Therefore $P(\bigcup _{m} B_{i,m,t}) = P(B_{i,1,t})$. From Lemma 5, $P(\bigcup _{m} B_{i,m,t}) = P(B_{i,1,t}) \leq 2T^{-4}$. Hence,

$$ \begin{array}{@{}rcl@{}} P(G) &=& 1 - P\left( \underset{t}{\bigcup} \underset{i}{\bigcup} \underset{m}{\bigcup} B_{i,m,t}\right) = 1 - P\left( \underset{t}{\bigcup} \underset{i}{\bigcup} B_{i,1,t}\right) \\ &\geq& 1 - \frac{2}{T^{2}} \text{(as in Lemma 3)}. \end{array} $$

□

Theorem 6

Suppose at time t, $N_{j,t}>8\theta _{max}^{2} \log T/{\varDelta }^{2}$ ∀j ∈ [K]. Then ∀m ∈ [M],∀i ∈ [K] ∖ S_{Δ, m}, $\widehat {W}_{K^{(m)}, m, t}^{+} > \widehat {W}_{i, m, t}^{+}$ with high probability (= 1 − 2/T⁴).

Proof

Suppose at time t where $N_{j,t} > 8 \theta _{max}^{2} \log T/{\varDelta }^{2}$ ∀j ∈ [K], there exists some m ∈ [M] such that $\widehat {W}_{K^{(m)}, m, t}^{+} < \widehat {W}_{i, m, t}^{+}$. (Note that this statement does not arise from any assumptions on the allocation, for instance, that agent i is given slot m. This is the major difference from Theorem 2). But the relation between the true social welfare values of these agents is $W_{K^{(m)}, m} > W_{i, m}$. Then one of the following three conditions must have occurred, like in proof of Theorem 2.

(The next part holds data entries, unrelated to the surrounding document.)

PR #531, opened 2024-07-06
feat(text): tagName prop to override to tag

Coread:
# Description

Add the prop tagName to allow the overriding of the tag used for the text component. The tagName prop is optional and if not supplied, the default tagName for each type will be used.

# Links

### DIFF
--- a/src/components/Text/Text.stories.tsx
+++ b/src/components/Text/Text.stories.tsx
@@ -52,7 +52,7 @@ TypesWithTagName.parameters = {
       return {
         type,
         children: type,
-        tagName: 'div',
+        tagName: 'small',
       };
     }),
   ],
--- a/src/components/Text/Text.stories.tsx
+++ b/src/components/Text/Text.stories.tsx
@@ -41,10 +41,27 @@ Types.parameters = {
   ],
 };
 
+const TypesWithTagName = MultiTemplate<TextProps>(Text).bind({});
+
+TypesWithTagName.argTypes = { ...argTypes };
+delete TypesWithTagName.argTypes.type;
+
+TypesWithTagName.parameters = {
+  variants: [
+    ...Object.values(TYPES).map((type) => {
+      return {
+        type,
+        children: type,
+        tagName: 'div',
+      };
+    }),
+  ],
+};
+
 const Fonts = MultiTemplate<TextProps>(Text).bind({});
 
 Fonts.argTypes = { ...argTypes };
-delete Types.argTypes.type;
+delete Fonts.argTypes.type;
 
 Fonts.parameters = {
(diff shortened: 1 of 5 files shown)


src/components/Text/Text.types.ts
```diff
@@ -20,6 +20,10 @@ export interface Props {
    * Custom style for overriding this component's CSS.
    */
   style?: CSSProperties;
+  /**
+   * Override the tag used to surround the text
+   */
+  tagName?: keyof JSX.IntrinsicElements;
```
cscheffauer, line 26: for better typing and avoiding mistakes by the consumer, i think u could type it more precise like:
`tagName?: keyof JSX.IntrinsicElements['h1' | 'h2' | 'h3' | ...];`

src/components/Text/Text.unit.test.tsx
```diff
@@ -60,6 +60,21 @@ describe('Text', () => {
     expect(container).toMatchSnapshot();
   });
 
+  it('should match snapshot with type and tagName override', async () => {
+    expect.assertions(1);
+
+    const texts = Object.values(TYPES).map((type, index) => {
+      return (
+        <Text key={index} type={type as FontStyle} tagName="div">
```
cscheffauer, line 68: div should not be allowed as a tagName - i think we should avoid unit tests which are actually breaking the component. instead would be nice to use different "allowed tagNames"

src/components/Text/Text.stories.tsx
```diff
@@ -41,10 +41,27 @@ Types.parameters = {
...
+TypesWithTagName.argTypes = { ...argTypes };
+delete TypesWithTagName.argTypes.type;
+
+TypesWithTagName.parameters = {
+  variants: [
+    ...Object.values(TYPES).map((type) => {
+      return {
+        type,
+        children: type,
+        tagName: 'div',
```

Condition 1: $W_{i,m} < \widehat {W}_{i,m,t}^{-}$. This condition implies a drastic overestimate of the sub-optimal arm i so that the true mean social welfare W_{i, m} is even below the LCB index $\widehat {W}_{i,m,t}^{-}$. Figure 4 captures this condition.
Condition 2: $ W_{K^{(m)},m} > \widehat {W}_{K^{(m)},m, t}^{+}$. This implies an underestimate of the optimal arm so that the true mean social welfare $W_{K^{(m)},m} $ lies above even the UCB index $\widehat {W}_{K^{(m)},m,t}^{+}$. See Fig. 5.
Condition 3: $W_{K^{(m)},m} - W_{i,m} < 2\epsilon _{i,m,t}$. This implies an overlap in the confidence intervals of the optimal and sub-optimal arm. Even if, Conditions 1 and 2 are false, still the UCB of sub-optimal arm i is greater than the UCB of the optimal arm i_∗. See Fig. 6 for an illustration of this condition.

□

From the figure, $ W_{K^{(m)},m} - W_{i,m} \leq \widehat {W}_{i,m,t}^{+} - \widehat {W}_{i,m,t}^{-} \leq 2 \epsilon _{i, m, t} $. If all the three conditions above were false, then,

$$ \begin{array}{@{}rcl@{}} \widehat{W}_{K^{(m)},m,t}^{+} &>& W_{K^{(m)},m} > W_{i,m} + 2 \epsilon_{i,t} > \widehat{W}_{i,m,t}^{-} + 2 \epsilon_{i,t} \\ & =& \widehat{W}_{i,m, t}^{+} \text{ (A contradiction!)} \end{array} $$

As per the statement of the theorem, $N_{i,t} > 8 \theta _{max}^{2} \log $ T/Δ². Therefore by Lemma 6, 2𝜖_{i, m, t} < Δ. For agent i ∈ [K] ∖ S_{Δ, m}, $W_{K^{(m)},m} - W_{i, m} > {\varDelta } > 2\epsilon _{i,m,t}$. Therefore, Condition 3 above does not hold true. So,

$$ \begin{array}{@{}rcl@{}} P(\widehat{W}_{i,m,t}^{+} &>& \widehat{W}_{K^{(m)},m,t}^{+}) \leq P(\text{Condition 1}) + P(\text{Condition 2}) \\ & \leq &0.5 P(B_{i,m,t}) + 0.5P(B_{K^{(m)},m,t}) \leq 2/T^{-4} \end{array} $$

$$ \begin{array}{@{}rcl@{}} P(\widehat{W}_{K^{(m)},m, t}^{+} >\widehat{W}_{i,m, t}^{+} ) &= 1- P(\widehat{W}_{i,m, t}^{+} > \widehat{W}_{K^{(m)},m,t}^{+}) \geq 1 - \frac{2}{T^{4}} \end{array} $$

Theorem 7

If the Δ-UCB mechanism is executed in the multiple slot scenario for a total time horizon of T rounds, it achieves an expected Δ-regret of $O(\log T)$.

Proof

The proof idea has some subtle differences from the proof of Theorem 3. As before, we first compute the expected Δ-regret conditional on G. For the exploration rounds, the mechanism obtains a regret of $\xi =\frac {8MK \theta _{max}^{3} \log T}{{\varDelta }^{2}}$.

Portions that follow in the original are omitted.